Step 6: add the sample
----------------------

After configuring all the steps above, we are ready to add our (test) sample:

.. code-block:: console

    spacemake projects add_sample --project_id test_project \
    --sample_id test_sample \
    --R1 visium_public_lane_joined_1m_R1.fastq.gz \
    --R2 visium_public_lane_joined_1m_R1.fastq.gz \
    --species mouse \
    --barcode_flavor test_barcode_flavor \
    --run_mode test_run_mode

.. note::

    If there is already data available, here the Read1 and Read2 ``.fastq.gz`` files should be added,
    instead of the test files.

Step 7: runn spacemake
----------------------

Now we can process our samples with spacemake. Since we added only one sample, only one sample will be processed
and analyzed. To start spacemake, simply write:

.. code-block:: console
    
    spacemake run --cores 16

.. note::
    
    The number of cores used should be suited for the machine on which spacemake is ran.
    When processing more than one samle, we recommend using spacemake with at least 8 cores.
    In order to achieve maximum parallelism.

Step 8: results 
---------------

The results of the analysis for this sample will be under ``projects/test_project/processed_data/test_sample/illumina/complete_data/``

Under this directory, there are several files and directories which are important:

* ``final.polyA_adapter_trimmed.bam``: final, mapped, tagged ``.bam`` file. ``CB`` tag contains the cell barcode, and the ``MI`` contains the UMI-s. 

* ``qc_sheet_test_sample_no_spatial_data.html``: the QC-sheet for this sample, as a self-contained ``.html`` file.

* ``dge/``: a directory containing the Digital Expression Matrices (DGEs)

    * ``dge.all.polyA_adapter_trimmed.5000_beads.txt.gz``: a compressed, text based DGE

    * ``dge.all.polyA_adapter_trimmed.5000_beads.h5ad``: the same DGE but stored in ``.h5ad`` format (`used by the anndata python package <https://github.com/theislab/anndata/issues/180>`_). This matrix is stored as a Compressed Sparse Column matrix (using `scipy.sparse.csc_matrix <https://docs.scipy.org/doc/scipy/reference/generated/scipy.sparse.csc_matrix.html>`_).

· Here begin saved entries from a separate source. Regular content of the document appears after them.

PR #1849, opened 2017-05-11
Rewrite xml literals to interpolator

allanrenucci:
I am writing an xml interpolator and a scalafix rewrite.

The purpose of this PR is to make sure the tests still pass without choking my cpu.

PR #1860, opened 2017-05-26
Rewrite xml literals to xml interpolator

allanrenucci:
Second attempt at #1849


Shadowfiend:
Looks like a successful run?

PR #1862, opened 2017-06-11
Use a custom implicitNotFound error for CSS transforms

### LINKED ISSUE #930: Use @scala.annotation.implicitNotFound in CssSelectors etc.
I noticed a tweet from Josh Seureth that there's an annotation (at least in 2.8.1) that lets you customize the error message when the compiler cannot find an implicit of a given type. It's possible this would make a better developer experience where implicits are used, such as in the css selectors (anywhere else?). Indrajit agreed and told me to file a ticket, so here it is. :)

    * ``dge.all.polyA_adapter_trimmed.5000_beads.summary.txt``: the summary of the DGE, one line per cell.

    * ``dge.all.polyA_adapter_trimmed.5000_beads.obs.csv``: the observation table of the matrix. Similar to the previous file, more detailed.

* ``automated_analysis/test_run_mode/umi_cutoff_50/``: In this directory the results of the automated analysis can be found. As it can be seen under the ``automated_analysis`` directory there are two further levels, one for ``run_mode`` and one for ``umi_cutoff``. This is because one sample can have several ``run_modes`` and in the same way one ``run_mode`` can have several UMI cutoffs.

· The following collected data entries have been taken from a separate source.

PR #1863, opened 2017-06-11
Resolve some issues with swallowing exceptions in lift-json

### LINKED ISSUE #1774: `MappingException` doesn't include cause when triggered by another Exception
In certain cases, lift-json can throw a `MappingException` due to
another exception being caught. However, we don't add the original
exception as the `cause` of the `MappingException`, so debugging
can be more complicated because the underlying failure can't be
seen.

Problematic place in the code is in [`Extraction.scala:204`](https://github.com/lift/lift/blob/master/framework/lift-base/lift-json/src/main/scala/net/liftweb/json/Extraction.scala#L204), though
there may be others.

See [this ML thread](https://groups.google.com/d/msg/liftweb/omdcCBwGb2c/5UaKyuBLCAAJ) for the original report.

farmdawgnation:
This should resolve some issues with swallowing exceptions in lift-json extraction/parsing. I did an audit of everywhere `fail` is used and everywhere exceptions are caught in general and I think I got them all.

Closes #1774

### DIFF
--- a/core/json/src/main/scala/net/liftweb/json/Extraction.scala
+++ b/core/json/src/main/scala/net/liftweb/json/Extraction.scala
@@ -272,6 +272,9 @@ object Extraction {
                      args.mkString(",") + "\narg types=" + args.map(a => if (a != null)
                        a.asInstanceOf[AnyRef].getClass.getName else "null").mkString(",") +
                      "\nconstructor=" + jconstructor, matchedException)
+
+              case unmatchedException =>
+                throw unmatchedException
             }
         }
       }
--- a/core/json/src/main/scala/net/liftweb/json/Extraction.scala
+++ b/core/json/src/main/scala/net/liftweb/json/Extraction.scala
@@ -265,11 +265,14 @@ object Extraction {
           val instance = jconstructor.newInstance(args.map(_.asInstanceOf[AnyRef]).toArray: _*)
           setFields(instance.asInstanceOf[AnyRef], json, jconstructor)
         } catch {
-          case e @ (_:IllegalArgumentException | _:InstantiationException) =>
-            fail("Parsed JSON values do not match with class constructor\nargs=" +
-                 args.mkString(",") + "\narg types=" + args.map(a => if (a != null)
-                   a.asInstanceOf[AnyRef].getClass.getName else "null").mkString(",") +
-                 "\nconstructor=" + jconstructor)
+          case exception: Exception =>
+            exception match {
+              case matchedException @ (_:IllegalArgumentException | _:InstantiationException) =>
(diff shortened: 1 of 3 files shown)


core/json/src/main/scala/net/liftweb/json/Extraction.scala
```diff
@@ -265,11 +265,14 @@ object Extraction {
           val instance = jconstructor.newInstance(args.map(_.asInstanceOf[AnyRef]).toArray: _*)
           setFields(instance.asInstanceOf[AnyRef], json, jconstructor)
         } catch {
-          case e @ (_:IllegalArgumentException | _:InstantiationException) =>
-            fail("Parsed JSON values do not match with class constructor\nargs=" +
-                 args.mkString(",") + "\narg types=" + args.map(a => if (a != null)
-                   a.asInstanceOf[AnyRef].getClass.getName else "null").mkString(",") +
-                 "\nconstructor=" + jconstructor)
+          case exception: Exception =>
```
Shadowfiend: Hmm… This went from a targeted catch to catching all exceptions and swallowing any exception that isn't an `IllegalArgumentException` or an `InstantiationException`, right?

Should we add a spec or two to confirm this is doing what we think it should be? For this particular one I think it's when the class that you're deserializing is either throwing an instantiation exception or an illegal argument exception.

farmdawgnation: Ah, you're right, so I should have a

```
case e =>
  throw e
```

For context, this is the result of a peculiarity about how "or" ing cases works. Without the outer match statement the type of the variable is `Throwable` even though they're both `Exception`.

farmdawgnation: With regard to the test, I'm not sure, but I can look at doing that.

farmdawgnation:
@Shadowfiend I think I addressed your concern in the most recent commit. Unfortunately, the method this code is in is nested inside another def (`extract0`) which is a mega def that does many things. I think that disqualifies this for a targeted unit test automatically. But I also am not sure what I could do to trigger an exception except trying to `extract` a `java.lang.Object` and asserting that the expected MappingException appears at the calling code.

Is that worthwhile here?

Shadowfiend:
I think you'd need to create a constructor that throws an exception (to trigger the instantiation exception). I think it's worth ensuring that the `MappingException` appears *with the appropriate cause*, since that's the particular thing we're trying to fix here and I think it's worth guarding against regressions in that behavior.

In a perfect world we'd check the re-throw as well, but what are ya gonna do.

farmdawgnation:
Updated the PR and even added a little bit extra to improve the top-level error message that we surface. Let me know if this is good enough to ship.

    * ``results.h5ad``: the result of the automated analysis, stored in an anndata object. Same as the DGE before, but containing processed data.

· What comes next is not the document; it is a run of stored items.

PR #1864, opened 2017-06-17
Add collect and mapFailure methods.

Bhashit:
Issue #1856 

Adds `mapFailure` method. Creating an early PR for review to see if it's going in the right direction.

### DIFF
--- a/core/common/src/main/scala/net/liftweb/common/Box.scala
+++ b/core/common/src/main/scala/net/liftweb/common/Box.scala
@@ -793,9 +793,9 @@ sealed abstract class Box[+A] extends Product with Serializable{
     * Transforms this box using the `transformFn`. If `transformFn` is defined for this box,
     * returns the result of applying `transformFn` to it. Otherwise, returns this box unchanged.
     *
-    * If you want to change the content of a `Full` box, using [[map]] or [[collect]] might be better
+    * If you want to change the content of a `Full` box, using `[[map]]` or `[[collect]]` might be better
     * suited to that purpose. If you want to convert an `Empty`, `Failure` or a `ParamFailure` into a
-    * `Full` box, you should use [[flip]].
+    * `Full` box, you should use `[[flip]]`.
     *
     * @example {{{
     *
--- a/core/common/src/main/scala/net/liftweb/common/Box.scala
+++ b/core/common/src/main/scala/net/liftweb/common/Box.scala
@@ -809,7 +809,27 @@ sealed abstract class Box[+A] extends Product with Serializable{
     collect(pf)
   }
 
-  final def collectFailure[B](pf: PartialFunction[Failure, Failure]): Box[Failure] = this match {
+  /**
+    * If this box is a `Failure` and if `pf` is defined for this `Failure` instance, returns
+    * a `Full` box containing the result of applying `pf` to this `Failure`, otherwise, returns
+    * `Empty`.
+    *
+    * @example {{{
+    *  // Returns Full("alternative") because the partial function covers the case.
+    *  Failure("error") collectFailure { case Failure("error", Empty, Empty) => "alternative" }
+    *
+    *  // Returns Empty because the partial function doesn't cover the case.
+    *  Failure("another-error") collectFailure { case Failure("error", Empty, Empty) => "alternative" }
+    *
+    *  // Returns Empty for an Empty box
+    *  Empty collectFailure { case _ => Failure("error") }
+    *
+    *  // Returns Empty for a Full box
+    *  Full(1) collectFailure { case _ => Failure("error") }
+    *
+    *  }}}
+    */
+  final def collectFailure[B](pf: PartialFunction[Failure, B]): Box[B] = this match {
     case f: Failure if pf.isDefinedAt(f) => Full(pf(f))
     case _ => Empty
   }
--- a/core/common/src/main/scala/net/liftweb/common/Box.scala
+++ b/core/common/src/main/scala/net/liftweb/common/Box.scala
@@ -757,7 +757,7 @@ sealed abstract class Box[+A] extends Product with Serializable{
 
 
   /**
-   * If the `Box` is `Fuvall`, apply the transform function `f` on the value `v`;
+   * If the `Box` is `Full`, apply the transform function `f` on the value `v`;
    * otherwise, just return the value untransformed.
    *
    * The transform function is expected to be a function that will take the
--- a/core/common/src/main/scala/net/liftweb/common/Box.scala
+++ b/core/common/src/main/scala/net/liftweb/common/Box.scala
@@ -167,8 +167,9 @@ sealed trait BoxTrait {
    * @return A `Full` containing the transformed value if
    *         `pf.isDefinedAt(value)` and `Empty` otherwise.
    */
-  def apply[InType, OutType](pf: PartialFunction[InType, OutType])(value: InType): Box[OutType] =
-  if (pf.isDefinedAt(value)) Full(pf(value)) else Empty
+  def apply[InType, OutType](pf: PartialFunction[InType, OutType])(value: InType): Box[OutType] = {
+    apply(value)(pf)
+  }
 
   /**
    * Apply the specified `PartialFunction` to the specified `value` and return
@@ -180,8 +181,9 @@ sealed trait BoxTrait {
    * @return A `Full` containing the transformed value if
    *         `pf.isDefinedAt(value)` and `Empty` otherwise.
    */
-  def apply[InType, OutType](value: InType)(pf: PartialFunction[InType, OutType]): Box[OutType] =
-  if (pf.isDefinedAt(value)) Full(pf(value)) else Empty
+  def apply[InType, OutType](value: InType)(pf: PartialFunction[InType, OutType]): Box[OutType] = {
+    pf.andThen(Full.apply).applyOrElse(value, (_:  InType) => Empty)
+  }
 
   /**
    * This implicit transformation allows one to use a `Box` as an `Iterable` of
@@ -755,7 +757,7 @@ sealed abstract class Box[+A] extends Product with Serializable{
 
 
   /**
-   * If the `Box` is `Full`, apply the transform function `f` on the value `v`;
+   * If the `Box` is `Fuvall`, apply the transform function `f` on the value `v`;
    * otherwise, just return the value untransformed.
    *
    * The transform function is expected to be a function that will take the
@@ -797,7 +799,9 @@ sealed abstract class Box[+A] extends Product with Serializable{
    * If the partial function is defined at the current Box's value, apply the
    * partial function.
    */
-  final def collect[B](pf: PartialFunction[A, B]): Box[B] = filter(pf.isDefinedAt).map(pf)
+  final def collect[B](pf: PartialFunction[A, B]): Box[B] = flatMap { value =>
+    Box(value)(pf)
+  }
 
   /**
    * An alias for `collect`.
@@ -831,6 +835,16 @@ sealed abstract class Box[+A] extends Product with Serializable{
     */
   final def collectFailure[B](pf: PartialFunction[Failure, B]): Box[B] = this match {
     case f: Failure if pf.isDefinedAt(f) => Full(pf(f))
+    case _ => Empty
+  }
+
+  /**
+    * Returns a `Full` box containing the results of applying `flipFn` to this box if it is a `Failure`,
+    * `ParamFailure` or `Empty`. Returns `Empty` if this box is `Full`. In other words, it "flips" the
+    * full/empty status of this Box.
+    */
+  def flip[B](flipFn: EmptyBox => B): Box[B] = this match {
+    case e: EmptyBox => Full(flipFn(e))
     case _ => Empty
   }
 }
--- a/core/common/src/main/scala/net/liftweb/common/Box.scala
+++ b/core/common/src/main/scala/net/liftweb/common/Box.scala
@@ -814,37 +814,30 @@ sealed abstract class Box[+A] extends Product with Serializable{
   }
 
   /**
-    * If this box is a `Failure` and if `pf` is defined for this `Failure` instance, returns
-    * a `Full` box containing the result of applying `pf` to this `Failure`, otherwise, returns
-    * `Empty`.
+    * Returns a `Full` box containing the results of applying `flipFn` to this box if it is a `Failure`,
+    * `ParamFailure` or `Empty`, and `flipFn` is defined for it. Returns `Empty` if this box is `Full`.
+    * In other words, it "flips" the full/empty status of this Box.
     *
     * @example {{{
     *  // Returns Full("alternative") because the partial function covers the case.
-    *  Failure("error") collectFailure { case Failure("error", Empty, Empty) => "alternative" }
+    *  Failure("error") flip { case Failure("error", Empty, Empty) => "alternative" }
     *
     *  // Returns Empty because the partial function doesn't cover the case.
-    *  Failure("another-error") collectFailure { case Failure("error", Empty, Empty) => "alternative" }
+    *  Failure("another-error") flip { case Failure("error", Empty, Empty) => "alternative" }
     *
-    *  // Returns Empty for an Empty box
-    *  Empty collectFailure { case _ => Failure("error") }
+    *  // Returns Full("alternative") for an Empty box since `partialFn` is defined for Empty
+    *  Empty flip { case Empty => "alternative" }
+    *
+    *  // Returns Empty because the partial function is not defined for Empty
+    *  Empty flip { case Failure("error", Empty, Empty) => "alternative" }
     *
     *  // Returns Empty for a Full box
-    *  Full(1) collectFailure { case _ => Failure("error") }
+    *  Full(1) flip { case _ => Failure("error") }
     *
     *  }}}
     */
-  final def collectFailure[B](pf: PartialFunction[Failure, B]): Box[B] = this match {
-    case f: Failure if pf.isDefinedAt(f) => Full(pf(f))
-    case _ => Empty
-  }
-
-  /**
-    * Returns a `Full` box containing the results of applying `flipFn` to this box if it is a `Failure`,
-    * `ParamFailure` or `Empty`. Returns `Empty` if this box is `Full`. In other words, it "flips" the
-    * full/empty status of this Box.
-    */
-  def flip[B](flipFn: EmptyBox => B): Box[B] = this match {
-    case e: EmptyBox => Full(flipFn(e))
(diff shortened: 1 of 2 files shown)


Bhashit:
Will be adding tests for this as well. Just wanted to get this in early for a review.

Bhashit:
The suggestion by `codacy` is about the fact that `mapFailure` includes the word `Failure`, which is also the name of one of the classes that has that method.

farmdawgnation:
🙄 Codacy.

Feel free to ignore it's output if it's about something silly. I feel like there are many, many times where I need to disregard one of its suggestions because it's not actionable.

Shadowfiend:
Looks like you removed the only `collect` method, not a duplicate? `mapFailure` looks sweet.

Bhashit:
I removed the duplicate `collect` method I had added. We already have an implementation at https://github.com/lift/framework/blob/master/core/common/src/main/scala/net/liftweb/common/Box.scala#L776

Shadowfiend:
> About the collect method

< rubs eyes > lol, guess I'd missed that! Need to make a note to myself to change that to use `applyOrElse`.

Shadowfiend:
As I'm working on lift-formality, it occurred to me it could also be particularly useful to add a `collectFailure`, since pattern matching is used heavily when dealing with `ParamFailure`. Thoughts?

core/common/src/test/scala/net/liftweb/common/BoxSpec.scala
```diff
@@ -152,14 +152,17 @@ class BoxSpec extends Specification with ScalaCheck with BoxGenerator {
         Full(Empty).flatten must_== Empty
       }
     }
+    "define a 'mapFailure' method returning itself." in {
+      Full(1).mapFailure(identity) must_==  Full(1)
```
Shadowfiend: Even if `mapFailure` didn't map just over a failure, this would return `Full(1)`. How about a parameter that returns some standard `Failure`?

core/common/src/test/scala/net/liftweb/common/BoxSpec.scala
```diff
@@ -298,14 +301,17 @@ class BoxSpec extends Specification with ScalaCheck with BoxGenerator {
     "define a 'flatten' method returning Empty" in {
       Empty.flatten must beEmpty
     }
+    "define a 'mapFailure' method returning itself." in {
+      Empty.mapFailure(identity) must beEmpty
```
Shadowfiend: Ditto re: above.

core/common/src/test/scala/net/liftweb/common/BoxSpec.scala
```diff
@@ -358,7 +364,11 @@ class BoxSpec extends Specification with ScalaCheck with BoxGenerator {
       Failure("error", Empty, Empty) flatMap {x: String => Full(x.toString)} must_== Failure("error", Empty, Empty)
       Failure("error", Empty, Empty).flatten must_== Failure("error", Empty, Empty)
     }
-    "return a itself when asked for its status with the operator ?~" in {
+    "define a 'mapFailure' method that transforms it into another Failure instance." in {
+      val exception = new Exception("transformed")
+      Failure("error", Empty, Empty) mapFailure { _ => Failure("new-error", Full(exception), Empty) } must_=== Failure("new-error", Full(exception), Empty)
```
Shadowfiend: Any particular need for `===` here?

Bhashit:
> Need to make a note to myself to change that to use applyOrElse

I'll do that.

> it could also be particularly useful to add a collectFailure, since pattern matching is used heavily when dealing with ParamFailure. Thoughts?

I'll push an implementation for review.

core/common/src/test/scala/net/liftweb/common/BoxSpec.scala
Bhashit: Yeah, I did that get the niggling feeling when I wrote this. You are right. That could be confusing. I'll change it to something more appropriate.

core/common/src/main/scala/net/liftweb/common/Box.scala
```diff
@@ -797,11 +797,7 @@ sealed abstract class Box[+A] extends Product with Serializable{
    * If the partial function is defined at the current Box's value, apply the
    * partial function.
    */
-  final def collect[B](pf: PartialFunction[A, B]): Box[B] = {
-    flatMap(value =>
-    if (pf.isDefinedAt(value)) Full(pf(value))
-    else Empty)
-  }
+  final def collect[B](pf: PartialFunction[A, B]): Box[B] = filter(pf.isDefinedAt).map(pf)
```
Bhashit: @Shadowfiend thought this was more readable than

```
final def collect[B](pf: PartialFunction[A, B]): Box[B] = flatMap { value =>
  pf.andThen(Full.apply).applyOrElse(value, _ => Empty)
}

```

Bhashit:
@Shadowfiend just pushed an initial version of `collectFailure`. If it looks good, I'll add some comments and tests, and if it doesn't, I'll make the necessary changes.

core/common/src/main/scala/net/liftweb/common/Box.scala
```diff
@@ -808,6 +808,11 @@ sealed abstract class Box[+A] extends Product with Serializable{
   final def collectFirst[B](pf: PartialFunction[A, B]): Box[B] = {
     collect(pf)
   }
+
+  final def collectFailure[B](pf: PartialFunction[Failure, Failure]): Box[Failure] = this match {
+    case f: Failure if pf.isDefinedAt(f) => Full(pf(f))
+    case _ => Empty
+  }
```
Shadowfiend: It feels like this should be a `PartialFunction[Failure, B]` and result in a `Box[B]`, no?

Bhashit: That was my first instinct as well. Almost sent a comment asking about these two signatures. I think I'll go with that one then. Now that you said it, it makes more sense.

Bhashit:
@Shadowfiend I think this might be ready for review. I.e. now it contains all the methods that I set out to add along with their respective tests.

Shadowfiend:
@Bhashit `flip` can be a separate PR if you'd like. Up to you.

core/common/src/main/scala/net/liftweb/common/Box.scala
Shadowfiend: I do think this version will result in a double-application of the `PartialFunction` guards/pattern matches (a problem that the previous version in the repo also shared):

```scala
@ def slap(in: String) = println(s"Uh-oh ${in}"); false 
defined function slap
@ val booyan: PartialFunction[String, Int] = { case "boom" if slap("jam") => 5; case _ => 8 } 
booyan: PartialFunction[String, Int] = <function1>

@ Full("boom").filter(booyan.isDefinedAt).map(booyan) 
Uh-oh jam
Uh-oh jam
res13: Box[Int] = Full(8)
@ booyan.andThen(Full.apply).applyOrElse("boom", { _: String => Empty }) 
Uh-oh jam
res12: Box[Int] = Full(8)
```

So while I agree this is slightly more readable, I think you nailed it with the original alternative formulation.

Bhashit:
@Shadowfiend added the `flip` method. And corrected the `collect` implementation. It turns out that `Box` has a couple of `apply` implementations that take a `PartialFunction` and do what we need. So, used those. And used `applyOrElse` in those existing methods. The remaining codacy complaint is about the method `mapFailure` having "Failure" in its name.

core/common/src/main/scala/net/liftweb/common/Box.scala
```diff
@@ -731,7 +757,7 @@ sealed abstract class Box[+A] extends Product with Serializable{
 
 
   /**
-   * If the `Box` is `Full`, apply the transform function `f` on the value `v`;
+   * If the `Box` is `Fuvall`, apply the transform function `f` on the value `v`;
```
Shadowfiend: Whoops!

core/common/src/test/scala/net/liftweb/common/BoxSpec.scala
```diff
@@ -152,14 +152,32 @@ class BoxSpec extends Specification with ScalaCheck with BoxGenerator {
         Full(Empty).flatten must_== Empty
       }
     }
+    "define a 'mapFailure' method returning itself." in {
+      val failure = Failure("new-error", Empty, Empty)
+      Full(1).mapFailure(_ => failure) must_==  Full(1)
+    }
```
Shadowfiend: This looks like it's a duplicate of one below?

Shadowfiend: Oh wait jk I just remembered how this spec is structured heh.

core/common/src/test/scala/net/liftweb/common/BoxSpec.scala
```diff
@@ -358,7 +392,29 @@ class BoxSpec extends Specification with ScalaCheck with BoxGenerator {
...
+      val exception = new Exception("transformed")
+      Failure("error", Empty, Empty) mapFailure { _ => Failure("new-error", Full(exception), Empty) } must_== Failure("new-error", Full(exception), Empty)
+    }
+    "define a 'collect' method returning itself" in {
+      Failure("error", Empty, Empty) collect { case _ => "Some Value" } must_== Failure("error", Empty, Empty)
+    }
+    "define a 'collectFailure' method that takes a PartialFunction to transform this Failure into something else" in {
+      "If the partial-function is defined for this Failure, returns a full box containing the result of applying the partial function to it" in {
+        Failure("The Phantom Menace") collectFailure { case Failure("The Phantom Menace", Empty, Empty) => "Return Of The Jedi" } must_== Full("Return Of The Jedi")
+        Failure("The Phantom Menace") collectFailure { case Failure("The Phantom Menace", Empty, Empty) => Failure("Attack") } must_== Full(Failure("Attack"))
```
Shadowfiend: So a random interesting observation here tying into your question about making `flip` take a `PartialFunction`… Now that we've added `flip`, `collectFailure` is really just a special subcase of `flip`… Do we want to keep both? Or do we, as you initially suggested, make `flip` take a `PartialFunction`, and drop `collectFailure`?

Also of interest is that `mapFailure` and `collectFailure` work very differently despite their very similar names (probably the reason why initially you defined `collectFailure` as `PartialFunction[Failure,Failure]` instead of `PartialFunction[Failure,B]`).

Not sure what the best way forward is, but I'm slightly concerned about these two things… Would be interested in thoughts/ideas before we commit to this setup as it currently stands. Going with `mapFailure` + `flip` seems like a good way to handle the common use cases without adding the oddity of `collectFailure`.

Bhashit: I do like `flip` that takes a `PartialFunction`, in which case, `collectFailure` is indeed a special case of `flip`. I'll go ahead and make the changes over this weekend. 

Also, on a related note, let me know if we later need to adapt these methods (or any existing ones)  to the new hierarchy you are implementing. I'd be happy to take that up.

Shadowfiend: Sounds good. I expect this PR will go in before mine, and if that's the case I'll take on the task of pulling it into my refactoring. If mine goes in first, I'll let you take it on :)

Bhashit:
@Shadowfiend changes pushed. Although, the following case of `flip` did make me somewhat uncomfortable.

```scala
Empty flip { case Failure("error", Empty, Empty) => "alternative" }
```
This would return `Empty`. The thing that bothered me was that `flip` sounds definitive, whereas `collect` has a well-known meaning that it will only apply in some cases. Although, I think that should be okay.

Bhashit:
Just a gentle reminder (not sure if I'm supposed to do that): I think this is ready for review. The only remaining codacy complaint is about the `Failure` having a method `mapFailure` ("You should not name methods after their defining object").

Shadowfiend:
You are well within your rights to poke me, yes :) I've been short on time, but will have another look soon. Can you remove the WIP from the PR title?

Shadowfiend:
> Although, the following case of flip did make me somewhat uncomfortable.

This is a very, *very* fair concern... Enough so that I think it maybe calls into question the idea of giving flip a `PartialFunction`.

That point made me think a little bit about `mapFailure` as well. The trouble with that name is that it implies a tie to `map`, but `map` deals with the contents of a `Box`, not with the `Box` itself. I'm wondering if we tilt this a little bit… We keep `flip` as a total function that can flip `EmptyBox` into `Full`. And we introduce `def transform[A](transformFn: PartialFunction[Box[A], Box[A]): Box[A]`. `transform` can transform the box in any way it wants, as long as the contained value type remains unchanged (to change the contained value type you'd have to use `collect` or `map`.

This definition of `transform` encompasses what we currently consider `mapFailure` (by simply passing a `PartialFunction[Failure, Failure]`). It also encompasses the `PartialFunction` variant of `flip`. And it leaves `flip` to be as definitive as it sounds.

Sorry to come back with yet another “let's rework this yet again”---let me know what you think, and if you have time to look at doing it. If it sounds good to you, I can also make the change and let you review it. Whatever works! I think it would be great to see this land by M2 next week.

Bhashit:
Sounds good. I'll try to get that in over this weekend. Please don't worry about revising. That's what gets us a good API eventually.

Shadowfiend:
Absolutely, but I try to keep in mind how long these feedback cycles have been…  I appreciate your patience!

Bhashit:
I'm somewhat embarrassed that I didn't spot this until I started working on it: since Box is covariant in type A, and the return type param of PartialFunction is contravariant, we can't use `PartialFunction[Box[A], Box[A]]` here.

We'll need to use something like:

```scala
transform[B >: A](transformFn: PartialFunction[Box[A], Box[B]]): Box[B]
```

One caveat with that signature is that, unless `A` and `B` are the same type, the returned box will be some common super-type of both (and in may cases, that turns out to be `Any`).

What do you think? Any other ideas, or is this the way we want to go?

I'm pushing some changes, as I think this might be okay since users will probably know they are doing.  (just for review, we can revise as needed)

core/common/src/main/scala/net/liftweb/common/Box.scala
```diff
@@ -576,18 +552,18 @@ sealed abstract class Box[+A] extends Product with Serializable{
...
    * Returns an `[[scala.collection.Iterator Iterator]]` over the value
    * contained in this `Box`, if any.
    */
   def elements: Iterator[A] = Iterator.empty
 
   /**
+    * Return this Box if `Full`, or the specified alternative if it is
+    * empty. Equivalent to `Option`'s `[[scala.Option.orElse orElse]]`.
+    */
+  def or[B >: A](alternative: => Box[B]): Box[B] = transform { case _: EmptyBox => alternative }
```
Shadowfiend: While this is quite clean, I wonder if we should leave `or` as-is. The JVM will be able to turbo-inline the simple definitions of `or`, whereas this definition will probably (though not necessarily) be near-impossible to optimize. Given how common it is to call `or`, I'm tempted to say we should leave it as-is.

core/common/src/main/scala/net/liftweb/common/Box.scala
```diff
@@ -814,30 +790,39 @@ sealed abstract class Box[+A] extends Product with Serializable{
   }
 
   /**
-    * Returns a `Full` box containing the results of applying `flipFn` to this box if it is a `Failure`,
-    * `ParamFailure` or `Empty`, and `flipFn` is defined for it. Returns `Empty` if this box is `Full`.
-    * In other words, it "flips" the full/empty status of this Box.
+    * Transforms this box using the `transformFn`. If `transformFn` is defined for this box,
+    * returns the result of applying `transformFn` to it. Otherwise, returns this box unchanged.
```
Shadowfiend: I think we should at a note here that if you are looking to change the value *inside* a `Full` box, you should really be using `map`, and if you're looking to change a `Failure` or `Empty` into a `Full`, you should really be using `flip`.

There's enough complexity in `Box` that providing some helpful guides in some of this method-specific documentation starts making sense for me. What do you think?

core/common/src/main/scala/net/liftweb/common/Box.scala
Bhashit: Hmm. Yeah, I didn't think it along those lines. I'll change that back.

core/common/src/main/scala/net/liftweb/common/Box.scala
Bhashit: Yeah, that sounds pretty helpful. Will do so.

core/common/src/main/scala/net/liftweb/common/Box.scala
Bhashit: Do you think keeping the `or` abstract in the `Box` trait will make much of a difference? I mean, that way, there's one implementation in `Full` and one in `EmptyBox`. It sort of seems cleaner.

Shadowfiend: I think that's fine.

core/common/src/main/scala/net/liftweb/common/Box.scala
```diff
@@ -793,6 +793,10 @@ sealed abstract class Box[+A] extends Product with Serializable{
     * Transforms this box using the `transformFn`. If `transformFn` is defined for this box,
     * returns the result of applying `transformFn` to it. Otherwise, returns this box unchanged.
     *
+    * If you want to change the content of a `Full` box, using [[map]] or [[collect]] might be better
+    * suited to that purpose. If you want to convert an `Empty`, `Failure` or a `ParamFailure` into a
+    * `Full` box, you should use [[flip]].
```
Shadowfiend: I'd put backticks around `flip`, `map`, and `collect` (in addition to the `[[` and `]]`).

Bhashit: Generally, as a part of the review, I would take the words `I'd put backticks` to mean that I (as the author) should make that change. But since you approved, I am guessing you are making that change? Let me know if I should do it, and I'll push the change.

Bhashit:
I think you did the most of the hard work here though. So, a 'thank you' is in order. :bowing_man:

Shadowfiend:
Yeah, the request was for you to make the change, but I approved the PR because there's really no reason to block on it :)

Bhashit:
When this gets merged, do you need to implement them in your branch? More specifically, you need an extra hand with that? Otherwise, I'm planning to work on the vanilla JS artifacts this week.

Shadowfiend:
I'll disentangle my branch, no worries. Have to finish up test coverage in there before starting on that anyway.

Shadowfiend:
If anyone else wants to have a glance here and sign off, I'm good on merging… I'll probably merge later this week otherwise.

Shadowfiend:
Bit late, buuuut in we go!

Shadowfiend:
Tweaked the description and title to show what we ended up with ;)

    * ``test_sample_no_spatial_data_illumina_automated_report.html``: automated analysis self-contained ``.html`` report.

.. note::

    If the ``test_project`` had more samples, than those would be automatically placed under ``projects/test_project``. Similarily, under one spacemake
    directory there can be several projects in parallel, and each will have their own directory structure under the ``projects/`` folder.